# Singers on money...



## interestedin (Jan 10, 2016)

Are there any Swedish members here? I heard next year Birgit Nilsson will be on Sweden's new 500-kronor-bill (about 50 Dollars/50 Euros). Which role is that:


----------



## interestedin (Jan 10, 2016)

And guess who's there on Norway's 100-kroner-bill:










You know any others?


----------



## Sloe (May 9, 2014)

It is as Brünhilde in Die Walküre.

The 50 kronor bill had until recently the 19th century opera singer Jenny Lind.










But it was changed to the 20th century troubadour Evert Taube.
The 500 kronor note have now king Charles XI.


----------



## sacraselva (Aug 31, 2016)

Hello from Sweden! The new bank notes with La Nilsson have been issued this month, I have personally not seen her yet but I am eagerly awaiting! The girl in the supermarket checkout said she had seen one already 

The pic is her as Brünnhilde from a Jan Brazda production 1968
There's a bit of information about the motif to be found here


----------



## interestedin (Jan 10, 2016)

sacraselva said:


> Hello from Sweden! The new bank notes with La Nilsson have been issued this month, I have personally not seen her yet but I am eagerly awaiting! The girl in the supermarket checkout said she had seen one already
> 
> The pic is her as Brünnhilde from a Jan Brazda production 1968
> There's a bit of information about the motif to be found here


Interesting link! It says the micro-text (some security detail) we can see in Nilssons hair is:

AGATHEAIDAAMELIAARIADNEBRÜNNHILDEDONNAANNAELEKTRAELETTRAELISABETHELSAFÄLTMARSKALKINNANFÄRGARFRUNISOLDEJUDITHLADYMACBETHLEONORELISAMINNIEORTLINDEPENELOPEREZIASALOMESENTASIEGLINDESIGRUNTOSCATURANDOTURSULAVENUSWOGLINDE

:lol:


----------



## SixFootScowl (Oct 17, 2011)

Oh ha ha, I see. When I saw the title I thought it would be about what singers would do for money that they would not otherwise do. Ok, this is better.


----------



## Woodduck (Mar 17, 2014)

Florestan said:


> Oh ha ha, I see. When I saw the title I thought it would be about what singers would do for money that they would not otherwise do.

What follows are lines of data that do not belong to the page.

PR #8447, opened 2026-07-26
fix(#8417): non-viable deployment defaults

### LINKED ISSUE #8417: deploy-local.sh fails with strict decoding error when using default release operator method
Running SKIP_SECRETS=true ./scripts/deploy-local.sh from main fails at Applying Konflux configuration with a
  strict decoding error.

Logs: 
  ```
Error from server (BadRequest): error when creating "operator/config/samples/konflux_v1alpha1_konflux.yaml":
  Konflux in version "v1alpha1" cannot be handled as a Konflux: strict decoding error:
    unknown field "spec.integrationService.spec.snapshotGarbageCollector"
    unknown field "spec.namespaceLister.spec.cacheResyncPeriod"
    unknown field "spec.namespaceLister.spec.logLevel"
    unknown field "spec.ui.spec.dex.config.staticPasswords[0].groups"
    unknown field "spec.ui.spec.dex.config.staticPasswords[1].groups"
    unknown field "spec.ui.spec.proxy.reverseProxy"
```
 Root Cause
  
  The default `OPERATOR_INSTALL_METHOD=release` installs the latest released operator, but the sample CR on main (at
`  v0.2.2-rc.9-161-ge1fcfa16`) contains fields not yet in the released CRD schema.

  Steps to Reproduce

  1. `git clone https://github.com/konflux-ci/konflux-ci.git && cd konflux-ci`
  2. `cp scripts/deploy-local.env.template scripts/deploy-local.env`
  3. `SKIP_SECRETS=true ./scripts/deploy-local.sh`

  Either the sample CR should stay compatible with the released operator, or the deploy script should handle the mismatch.

### PR DESCRIPTION
**Pull request by yftacherzog**
The default deployment method for local deployments combines CR from local files with released image, which are likely to be incompatible. This commit changes the deployment methods to be more coherent and set the default to be based on a commit SHA instead an existing release.

Assisted-by: Cursor

Closes: #8417

### DIFF
--- a/scripts/deploy-local.sh
+++ b/scripts/deploy-local.sh
@@ -15,13 +15,14 @@
 #
 # Prerequisites:
 #  - kind, kubectl, podman (or docker)
-#  - kustomize (only for 'local' install method)
+#  - kustomize (only for 'checkout' / 'build' install methods)
 #  - Configuration file: scripts/deploy-local.env
 #
 # Usage:
 #   ./scripts/deploy-local.sh [konflux-cr-file]
 #
 # By default, uses operator/config/samples/konflux_v1alpha1_konflux.yaml
+# (or the matching sample from a GitHub release when using OPERATOR_INSTALL_METHOD=release).
 #
 # Example:
 #   cp scripts/deploy-local.env.template scripts/deploy-local.env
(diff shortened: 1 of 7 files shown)

### CODE REVIEW

File: scripts/deploy-local.sh [hunk 1]
```diff
@@ -91,32 +199,109 @@ export SEGMENT_WRITE_KEY
...
+esac
+
+# Resolve Konflux CR
+# For release: use samples from the same release unless the caller set KONFLUX_CR /
+# passed a positional CR path (explicit override).
+KONFLUX_CR_EXPLICIT="${1:-${KONFLUX_CR:-}}"
+if [ "${INSTALL_METHOD}" = "release" ] && [ -z "${KONFLUX_CR_EXPLICIT}" ]; then
+    RELEASE_SAMPLES_DIR="$(fetch_release_samples "${OPERATOR_RELEASE}")"
+    # shellcheck disable=SC2064
+    trap 'rm -rf "${RELEASE_SAMPLES_DIR}"' EXIT
```
avi-biton: This unconditionally sets a new EXIT trap. If a future change adds another EXIT trap earlier in the script, this will silently overwrite it. Consider appending to any existing trap or using a cleanup function pattern. Not blocking, but worth noting.

_Posted by Avi's Cursor_

scripts/deploy-local.sh
```diff
@@ -55,6 +62,107 @@ set -euo pipefail
...
+    samples_dir="$(mktemp -d "${TMPDIR:-/tmp}/konflux-release-samples.XXXXXX")"
+    echo "Downloading release samples: ${url}" >&2
+    if ! curl -fsSL "${url}" | tar -xzf - -C "${samples_dir}"; then
+        echo "ERROR: Failed to download or extract release samples from ${url}" >&2
+        rm -rf "${samples_dir}"
+        exit 1
+    fi
+    # Samples may be archived with a leading ./ ; normalize to the extract dir.
+    echo "${samples_dir}"
+}
```
avi-biton, line 156: The function extracts into a temp dir and returns it, with a comment about normalizing ./-prefixed paths. But it doesn't actually normalize — it just returns the raw extract directory. If the tarball has a subdirectory (e.g. samples/konflux_v1alpha1_konflux.yaml instead of konflux_v1alpha1_konflux.yaml), resolve-konflux-cr.sh won't find the file. This depends on the tarball structure in releases, which the author presumably controls, so it's low risk but worth a defensive check or a comment documenting the expected tarball layout.

_Posted by Avi's Cursor_

avi-biton:
The [CONTRIBUTING.md](https://github.com/konflux-ci/konflux-ci/blob/main/CONTRIBUTING.md?plain=1#L112) file still refer to `OPERATOR_INSTALL_METHOD=build`.
The file should be updated

yftacherzog:
> The [CONTRIBUTING.md](https://github.com/konflux-ci/konflux-ci/blob/main/CONTRIBUTING.md?plain=1#L112) file still refer to `OPERATOR_INSTALL_METHOD=build`. The file should be updated

fixed

scripts/deploy-local.sh
yftacherzog: I changed the approach so we use a git-ignored path inside the repo and clean it on start -- no trap.

scripts/deploy-local.sh
yftacherzog: Should be better now 🤞

avi-biton (approved):

PR #8597, opened 2026-07-31
chore: read segment-bridge secret

Omeramsc:
The segment-bridge namespace creates a secret with the required segment source key per environment. this change make it so the secret is read by the cron-job.

A segment key supplied during the deployment is prefferred, so local deployments are unaffected.

Assisted-by: Cursor


operator/internal/controller/segmentbridge/konfluxsegmentbridge_controller_test.go
```diff
@@ -281,6 +282,157 @@ var _ = Describe("KonfluxSegmentBridge Controller", func() {
...
+			// followed by waitForSecret/Eventually on another owned resource) before calling this.
+			createExternalSecret := func(ctx context.Context, name, key, value string) {
+				secret := &corev1.Secret{
+					ObjectMeta: metav1.ObjectMeta{Name: name, Namespace: segmentBridgeNamespace},
+					Data:       map[string][]byte{key: []byte(value)},
+				}
+				Expect(k8sClient.Create(ctx, secret)).To(Succeed())
+				DeferCleanup(func() {
+					_ = k8sClient.Delete(context.Background(), secret)
+				})
```
yftacherzog: Prefer `DeferCleanup(testutil.DeleteAndWait, k8sClient, secret)` here so cleanup waits until the Secret is gone.

That matches the helper used elsewhere in this PR (`createExternalSegmentKeySecret` in the UI controller tests) and other controller tests. Specs in this context reuse Secret names (e.g. `vault-segment-key`), so a non-blocking delete can leave a brief window where a later `Create` fails with `AlreadyExists`.

— Yftach's Cursor

Omeramsc: fixed

yftacherzog (approved):

PR #313, opened 2018-07-26
IE11 does not support Array.prototype.includes

nowells:
https://github.com/redux-utilities/redux-actions/pull/307 broke IE11 due to it not supporting Array.prototype.includes

https://caniuse.com/#feat=array-includes

### DIFF
--- a/src/handleAction.js
+++ b/src/handleAction.js
@@ -26,7 +26,7 @@ export default function handleAction(type, reducer = identity, defaultState) {
 
   return (state = defaultState, action) => {
     const { type: actionType } = action;
-    if (!actionType || !types.includes(toString(actionType))) {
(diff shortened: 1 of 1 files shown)


timche:
Great catch, thanks a lot 🙏

nowells:
Thanks for being so quick to incorporate fixes!!! 🙏

timche:
Released in v2.6.1: https://github.com/redux-utilities/redux-actions/releases/tag/v2.6.1

nowells:
Do you want me to try to get free cross browser testing support setup? https://www.browserstack.com/open-source?ref=pricing setup Would be pretty straight forward to setup karma unit tests on browserstack to test on IE11. Give some confidence in the future.

PR #319, opened 2018-08-17
Remove non-existent link

mesaugat:
* Removed middleware link which did not have anything
* Renamed `Change Log` to `Changelog`

Also, https://github.com/redux-utilities/redux-actions/blob/master/docs/advanced/UsageWithMiddleware.md is not linked anywhere? Should we do something about it?


timche:
Thanks!

PR #324, opened 2018-09-17
Embed Link to Flux Standard Action

jacobmoyle:
Enriches documentation by linking to the [Flux Standard Action](https://github.com/redux-utilities/flux-standard-action#flux-standard-action) README.


timche:
Thanks!

Issue #325, opened 2018-09-20
Got an error  'SCRIPT5009 Map is undefined' in IE10


xfields:
Hi,  since `redux-action` is updated to `2.6.1`, I got an error  "SCRIPT5009 Map is undefined" in IE10.

Error got in file `utils/isMap.js`:

```javascript
export default value => value instanceof Map;
```

Should I add `Map` polyfill to my repo ?

Thanks.

PR #326, opened 2018-09-20
IE10 does not support Map (#325)

xfields:


xfields:
My project got en error ([#325](https://github.com/redux-utilities/redux-actions/issues/325)) on IE10 after  I update `redux-actions` to `2.6.1`.

I don't think it is a good idea to add a polyfill by whom use `redux-actions`, they may just don't need the `Map` class.

timche:
Thanks 👍

PR #332, opened 2018-10-16
replace lodash with just, replace webpack with rollup, transpile dependencies

### LINKED ISSUE #331: Importing lodash accounts for more than 50% of this package
https://bundlephobia.com/result?p=redux-actions@2.6.1

screen shot 2018-10-15 at 2 38 23 pm

- self 41%
- lodash.curry 35%
- lodash.camelcase 20%

There are _much_ smaller libraries with similar enough APIs
- [lodash.curry](https://bundlephobia.com/result?p=lodash.curry@4.1.1) 6.5kB
- [just-curry-it](https://bundlephobia.com/result?p=just-curry-it@3.1.0) 286B (more than 22x smaller)
- [lodash.camelcase](https://bundlephobia.com/result?p=lodash.camelcase@4.3.0) 4.6kB
- [just-camel-case](https://bundlephobia.com/result?p=just-camel-case@3.1.0) 401B (more than 11x smaller)

I put together a quick comparison: https://repl.it/@heygrady/camelcase

There was an older issue (https://github.com/redux-utilities/redux-actions/issues/308) about some newer versions of dependencies not working in older browsers. However, that is an issue of bundling. If this package utilized something like rollup to bundle dependencies it wouldn't matter how the imported dependency was written.

It should be possible to make this package around 50% smaller by dropping these weighty dependencies and borrowing [the bundling solution that the main redux library uses](https://github.com/reduxjs/redux/blob/master/rollup.config.js).

heygrady:
fixes #331

- [x] naively copy over the rollup config from redux for umd builds
- [x] preserve babel build for commonjs and esm
- [x] allow babel to parse node_modules (to ensure transpilation of dependencies)
- [x] replace lodash.curry with [just-curry-it](https://github.com/angus-c/just/)
- [x] replace lodash.camelcase with to-camel-case
- [x] upgraded to latest reduce-reducers (increased size)
- [x] upgraded every package to latest

| filename | before | after |
| -------- | ------- | ----- |
| dist/redux-actions.js | 110 KB | 19KB |
| dist/redux-actions.min.js | 20KB (7KB gzipped) | 7KB (3KB gzipped) |

**Notes:**
- Upgrading to latest xo meant disabling a linting rule. I left a note in the code explaining why.


test/camelCase.test.js
```diff
@@ -9,5 +9,5 @@ test('includes forward slashes in words', () => {
 });
 
 test('does nothing to an already camel-cased action type', () => {
-  expect(camelCase('myAction')).toBe('myAction');
+  expect(camelCase('myAction')).toBe('myaction');
```
timche: Please fix this behaviour, because it shouldn't do anything to the string according to the spec.

heygrady:
Wondering if I should revert to the way redux-actions handled the [commonjs and es builds](https://github.com/redux-utilities/redux-actions/blob/master/package.json#L13-L14) before. Using rollup creates a single-file commonjs build, which has benefits but maybe be a jarring API change for users that want to import a file directly from `lib`.

bboydflo:
It would be nice to merge this! Great work @heygrady

timche:
> Wondering if I should revert to the way redux-actions handled the [commonjs and es builds](https://github.com/redux-utilities/redux-actions/blob/master/package.json#L13-L14) before. Using rollup creates a single-file commonjs build, which has benefits but maybe be a jarring API change for users that want to import a file directly from `lib`.

So do u think there any breaking changes?

heygrady:
No. But the previous build did separate files in the lib folder, like this:
https://unpkg.com/redux-actions@2.6.1/lib/

This build will have a single file.

With the new build you can still do “import { handleActions } from ‘redux-actions’”. But you can’t do “import camelCase from ‘redux-actions/lib/utils/camelCase’” like you could before.

timche:
Can we change this to the old behaviour? Because I see this as potentially breaking.

timche:
Thanks 👍

PR #334, opened 2018-11-20
Bugfix: Prevent double-prefixing when using `combineActions`

SuaYoo:
Using the `prefix` option in conjunction with `combineActions` will prefix the combined action type again.  For example:
```js
const options = { prefix: 'my-prefix' };
const { action1, action2 } = createActions('ACTION_1', 'ACTION_2', options)

const combinedActionType = combineActions(action1, action2).toString()

console.log(combinedActionType)
// "my-prefix/my-prefix/ACTION_1||my-prefix/ACTION_2"
```

This PR fixes the issue by checking if the action type string already starts with the prefix + namespace.

### DIFF
--- a/test/handleActions.test.js
+++ b/test/handleActions.test.js
@@ -557,7 +557,7 @@ test('works with combineActions nested', () => {
   });
 });
 
-test.only('works with a prefix and namespace', () => {
+test('works with a prefix and namespace', () => {
   const { increment, decrement } = createActions(
     {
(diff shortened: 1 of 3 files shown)


test/handleActions.test.js
```diff
@@ -556,3 +556,36 @@ test('works with combineActions nested', () => {
     loading: true
   });
 });
+
+test.only('works with a prefix and namespace', () => {
```
timche: Remove `.only`

timche:
Sorry for the long waiting. Thank you very much 🙏 👏

PR #335, opened 2018-11-22
IE11 does not support String.prototype.includes

verebelyin:
#306 broke IE11 due to it's not supporting `String.prototype.includes`

### DIFF
--- a/src/utils/camelCase.js
+++ b/src/utils/camelCase.js
@@ -3,9 +3,9 @@ import camelCase from 'to-camel-case';
 const namespacer = '/';
 
 export default type =>
-  type.includes(namespacer)
-    ? type
+  type.indexOf(namespacer) === -1
+    ? camelCase(type)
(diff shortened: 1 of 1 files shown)


ricale:
It's wrong title. Not `Array.prototype.includes` in this case. `String.prototype.includes` is right.

ricale:
It's wrong title. No `Array.prototype.includes` in this case. `String.prototype.includes` is right.

timche:
Sorry for the long waiting. Thanks for fixing this 👍

vinnymac:
@timche anything I can do to get a `v2.6.5` with this in it? Discovered this broke for one of my clients today running IE11 and I don't want to rollback to `v2.6.3` and break things for IE10 users.

timche:
@vinnymac I'm sorry letting you wait. I've published `v2.6.5`.

PR #340, opened 2019-02-21
Upgrade npm's dependencies to their newest version

szb512:
This command allows npm to upgrade its dependencies to their latest version.

### DIFF
--- a/upgrade.yaml
+++ b/upgrade.yaml
@@ -1,0 +1,2 @@
+Upgrade npm's outdated depencies:
+npm-upgrade


szb512:
Sorry the computer glitched

szb512:
The reason the tests keep failing is because yarn fails to get a file 3 times. It might have stopped the tests.

szb512:
Never mind what I said.

szb512:
I don't think the tests are looking good...

PR #342, opened 2019-03-21
fix(type): fix type detection error

BlackHole1:
1. Previously only judged `null`, but did not judge `undefined`
2. `null == undefined => true`, `null === undefined => false`


BlackHole1:
Ci hangs because it can't find https://registry.yarnpkg.com/event-stream/-/event-stream-3.3.6.tgz

PR #364, opened 2020-06-07
fix xo issues

phapdinh:
This fixes xo errors so when you run npm run lint, you won't see any issues and fixes prettier so your travis will pass

xo_errors


alexander-heimbuch:
Fixed with v3.0.0, still thanks for the PR!

PR #386, opened 2022-12-31
Improve ES build comaptibility 

alexander-heimbuch:
First of all I really love this package and it is one of the must have packages for every redux stack I'm working on <3 Since I'm moving most of my projects to Vite I had some troubles with peer dependencies in this project (invariant) so I made some adjustments to make it more ES friendly and internalised the dependency.

I also streamlined some build tooling and added some exports to the build process.


.travis.yml
```diff
@@ -1,11 +1,17 @@
...
+node_js: 18
+cache:
+  npm: false
+  directories:
+    - "~/.pnpm-store"
+before_install:
+  - curl -f https://get.pnpm.io/v6.16.js | node - add --global pnpm@7
+  - pnpm config set store-dir ~/.pnpm-store
+install:
+  - pnpm install
```
timche, line 11: How about using the official [`pnpm/action-setup`](https://github.com/pnpm/action-setup) instead?

package.json
```diff
@@ -2,28 +2,27 @@
...
+    "dist"
   ],
+  "main": "./dist/redux-actions.umd.js",
+  "module": "./dist/redux-actions.mjs",
+  "exports": {
+    ".": {
+      "import": "./dist/redux-actions.mjs",
+      "require": "./dist/redux-actions.umd.cjs"
+    }
+  },
```
timche, line 25: The question we should ask ourselves actually is if should we continue supporting CommonJS? ESM seems to be what everyone is exporting now and what is becoming the standard in the future to replace CJS. Apparently supporting both can also lead to dual [package hazard](https://gist.github.com/sindresorhus/a39789f98801d908bbc7ff3ecc99d99c?permalink_comment_id=3850849#gistcomment-3850849).

Note: ESM can still import CJS, but not vice versa. If you're already using a modern stack, ESM should be support anyway.

Releasing a new major would also be more justified in this case, making it a pure ESM package.

Related: https://gist.github.com/sindresorhus/a39789f98801d908bbc7ff3ecc99d99c

package.json
```diff
@@ -41,74 +40,59 @@
...
-    "prettier": "^1.14.3",
-    "rimraf": "^2.6.2",
-    "rollup": "^0.66.6",
-    "rollup-plugin-babel": "^4.0.3",
-    "rollup-plugin-commonjs": "^9.2.0",
-    "rollup-plugin-node-resolve": "^3.4.0",
-    "rollup-plugin-replace": "^2.1.0",
-    "rollup-plugin-terser": "^3.0.0",
-    "xo": "^0.23.0"
+    "@vitest/coverage-c8": "^0.26.2",
```
timche, line 43: Shouldn't this be the exact version too? I'm assuming pnpm is installing as exact versions.

```suggestion
    "@vitest/coverage-c8": "0.26.2",
```

package.json
```diff
@@ -41,74 +40,59 @@
...
+      "n/file-extension-in-import": "off",
+      "import/extensions": "off",
+      "unicorn/prevent-abbreviations": "off",
+      "unicorn/no-array-for-each": "off",
+      "unicorn/no-for-loop": "off",
+      "padding-line-between-statements": "off",
+      "unicorn/no-array-callback-reference": "off",
+      "n/prefer-global/process": "off",
+      "unicorn/prefer-export-from": "off",
+      "unicorn/prefer-array-flat": "off"
```
timche, line 90: I think for the future we should enable these rules and refactor the code to adhere to the linting rules.

timche (changes requested):
Changes look good to me. Few minor comments.

Other:
- `.DS_Store` should not be included and maybe be ignored with `.gitignore`
- We could reconsider the usage of Codecov and either keep it, replace it or remove code coverage completely

.travis.yml
alexander-heimbuch: I think this is a theoretical problem since I will migrate to Github Actions :)

package.json
alexander-heimbuch: I'm all for a pure ESM package, since this PR doesn't introduce new features we should be good.

.travis.yml
timche: Oops, forgot it Travis, and not GitHub Actions. My bad!

package.json
alexander-heimbuch: Yes totally agree, though some fight with prettier code formatting :D Might need to do some research to sort this out.

timche (approved):
LGTM! Great job! 👏

PR #387, opened 2023-01-22
Add Github Actions

alexander-heimbuch:


.github/workflows/review.yml
```diff
@@ -0,0 +1,61 @@
...
+        run: |
+          echo "STORE_PATH=$(pnpm store path)" >> $GITHUB_OUTPUT
+
+      - uses: actions/cache@v3
+        name: Setup pnpm cache
+        with:
+          path: ${{ steps.pnpm-cache.outputs.STORE_PATH }}
+          key: ${{ runner.os }}-pnpm-store-${{ hashFiles('**/pnpm-lock.yaml') }}
+          restore-keys: |
+            ${{ runner.os }}-pnpm-store-
```
timche, line 43: While this is good practice, I think for a project of this small size and only 12 dependencies, it's not worth it setting up a whole cache for dependencies. The run itself with cache is about 45 seconds, which is very short. All the extra steps to setting up the cache, downloading it and uploading it may even not make a difference in the end.

I did a quick test without cache and the whole job took only 41 seconds: https://github.com/redux-utilities/redux-actions/actions/runs/4009885719/jobs/6885759017

So in my opinion we could remove this as we're not winning anything here, and even if, we're talking about few seconds, but we're still way under 1 minute, which is fast.

.github/workflows/review.yml
```diff
@@ -0,0 +1,61 @@
+on:
```
timche, line 1: `name` could be added:

```suggestion
name: CI
on:
```

And the filename is still `review.yml` and should be named something like `main.yml` (`master` branch has to be renamed in order for it to make sense)

timche (changes requested):
I've left out the review for `publish.yml`, because it will depend on how `review.yml` will be changed and it should follow it.

.github/workflows/review.yml
```diff
@@ -0,0 +1,61 @@
...
+  pull_request:
+  push:
+    branches: [ master ]
```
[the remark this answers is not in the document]
alexander-heimbuch: it would also run on every branch, so this is by intention

.github/workflows/publish.yml
```diff
@@ -0,0 +1,43 @@
...
+    runs-on: ubuntu-latest
+    steps:
+    - uses: actions/checkout@v3
+      with:
+        fetch-depth: 0
+
+    - uses: actions/setup-node@v3
+      with:
+        node-version: 18
+        registry-url: 'https://registry.npmjs.org'
```
timche, line 25: I think this is optional and the default value already.

.github/workflows/publish.yml
```diff
@@ -0,0 +1,43 @@
...
+        version: 7
+
+    - run: pnpm install
+
+    - run: pnpm test
+
+    - uses: bcomnes/npm-bump@v2
+      with:
+        git_email: bcomnes@gmail.com
+        git_username: ${{ github.actor }}
```
timche, line 39: I think we can just associate `github-actions` with this, otherwise this email may be confusing or look suspicious. 

```suggestion
        git_email: github-actions@github.com
        git_username: github-actions
```

.github/workflows/main.yml
```diff
@@ -0,0 +1,33 @@
...
+      - uses: pnpm/action-setup@v2
+        id: pnpm-install
+        with:
+          version: 7
+
+      - run: pnpm install
+
+      - run: pnpm format:check
+
+      - run: pnpm format:check
```
timche, line 27: Duplicated command/should be linting instead

```suggestion
      - run: pnpm format:check

      - run: pnpm lint
```

.github/workflows/publish.yml
```diff
@@ -0,0 +1,43 @@
...
+        registry-url: 'https://registry.npmjs.org'
+
+    - uses: pnpm/action-setup@v2
+      id: pnpm-install
+      with:
+        version: 7
+
+    - run: pnpm install
+
+    - run: pnpm test
```
timche, line 34: Should we run `lint` and `format:check` here as well?

timche (changes requested):
Thanks for the changes! Looks good. Few comments on the publish workflow. Otherwise great progress and work! 👍

.github/workflows/publish.yml
alexander-heimbuch: The docs state that it is required for publishing: https://github.com/bcomnes/npm-bump

.github/workflows/publish.yml
alexander-heimbuch: I thought it might block a release, that's why I intentionally left it out.

timche: Wouldn't `lint` still be good to run as it would catch any unused variables, inconsistent code, etc, just in case?

timche (approved):
Think it's looking good now! Just small remark on whether to run `lint` in release or not, but will let you decide.

PR #221, opened 2026-04-02
Use gpulite

RMeli:


sphericart-jax/src/sphericart_jax_cuda.cpp
```diff
@@ -11,11 +11,10 @@
 #include <memory>
 #include <mutex>
 
-#include "dynamic_cuda.hpp"
+#include <algorithm>
```
RMeli: This is needed because of a missing header in `gpulite`.

Luthaf: Should we update gpulite instead?

RMeli: Yep. I already pushed (by mistake) the [fix to main](https://github.com/rubber-duck-debug/gpu-lite/commit/adf0fa286784e1a469f81b572dd1f1dbd6ef6149), but it ~will need~ would be nice to have a new release.

Luthaf: Sure, I can do a 1.0.4 release! Maybe I'll wait until CI passes on this PR, so we can add all required changes at once!

PR #222, opened 2026-04-15
SYCL follow-up

frostedoyster:
As promised in #210. My impression is that the DTYPE->T change isn't needed anymore after we remove some dead code that was using DTYPE inside the SYCL implementation. Using DTYPE is consistent with all tests, examples and benchmarks elsewhere in sphericart (internally, T is used instead, except for the torch-based implementation which uses torch's "idiomatic" `scalar_t`)


frostedoyster:
@alvarovm The tests look good, let me know if the changes are fine for you (how were these definitions meant to be used initially?)

Luthaf (approved):

alvarovm:
@frostedoyster sorry for the delay. Yes, changes look good to me!

frostedoyster:
cscs-ci run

Hmmmm. What singers do you hang out with? What do they charge?


----------



## hpowders (Dec 23, 2013)

interestedin said:


> And guess who's there on Norway's 100-kroner-bill:
> 
> 
> 
> ...


Kirsten Flagstad, definitely worth 100 kroner!


----------



## Pugg (Aug 8, 2014)

Florestan said:


> Oh ha ha, I see. When I saw the title I thought it would be about what singers would do for money that they would not otherwise do. Ok, this is better.


They had me fooled as well .


----------



## silentio (Nov 10, 2014)

_"The 30th anniversary of the death of Maria Callas was selected as the main motif for a high value euro collectors' coin: the €10 Greek Maria Callas commemorative coin, minted in 2007"_

https://en.wikipedia.org/wiki/Maria_Callas






​


----------



## Seattleoperafan (Mar 24, 2013)

That is a particularly beautiful photo of Flagstad.


----------



## mountmccabe (May 1, 2013)

Florestan said:


> Oh ha ha, I see. When I saw the title I thought it would be about what singers would do for money that they would not otherwise do. Ok, this is better.











Ahab offering a reward


----------



## mountmccabe (May 1, 2013)

Sometimes when you give opera characters money, they just throw it around


----------



## Scott in PA (Aug 13, 2016)

This makes me think that, when they were looking for a woman to put on US currency, they could have used Rosa Ponselle (b. Meriden CT, 1897). Instead it's going to be Harriet Tubman.


----------



## Woodduck (Mar 17, 2014)

Scott in PA said:


> This makes me think that, when they were looking for a woman to put on US currency, they could have used Rosa Ponselle (b. Meriden CT, 1897). Instead it's going to be Harriet Tubman.


When I see opera singers on America's money, I will pinch myself hard. The only Rosa P. most people remember is Ms. Parks.


----------



## Seattleoperafan (Mar 24, 2013)

The most talented singer for getting money out of opera houses was Nilsson. She did all her own negotiating. Maybe the only signer who operated without an agent. She asked top dollar and got it. Saved it all and left a $40 million trust for her foundation!! Her husband was rich so she didn't need to use her money. Smart, smart lady. She needs her face on Swedish money.


----------



## Pugg (Aug 8, 2014)

Seattleoperafan said:


> The most talented singer for getting money out of opera houses was Nilsson. She did all her own negotiating. Maybe the only signer who operated without an agent. She asked top dollar and got it. Saved it all and left a $40 million trust for her foundation!! Her husband was rich so she didn't need to use her money. Smart, smart lady. She needs her face on Swedish money.


Very noble also.


----------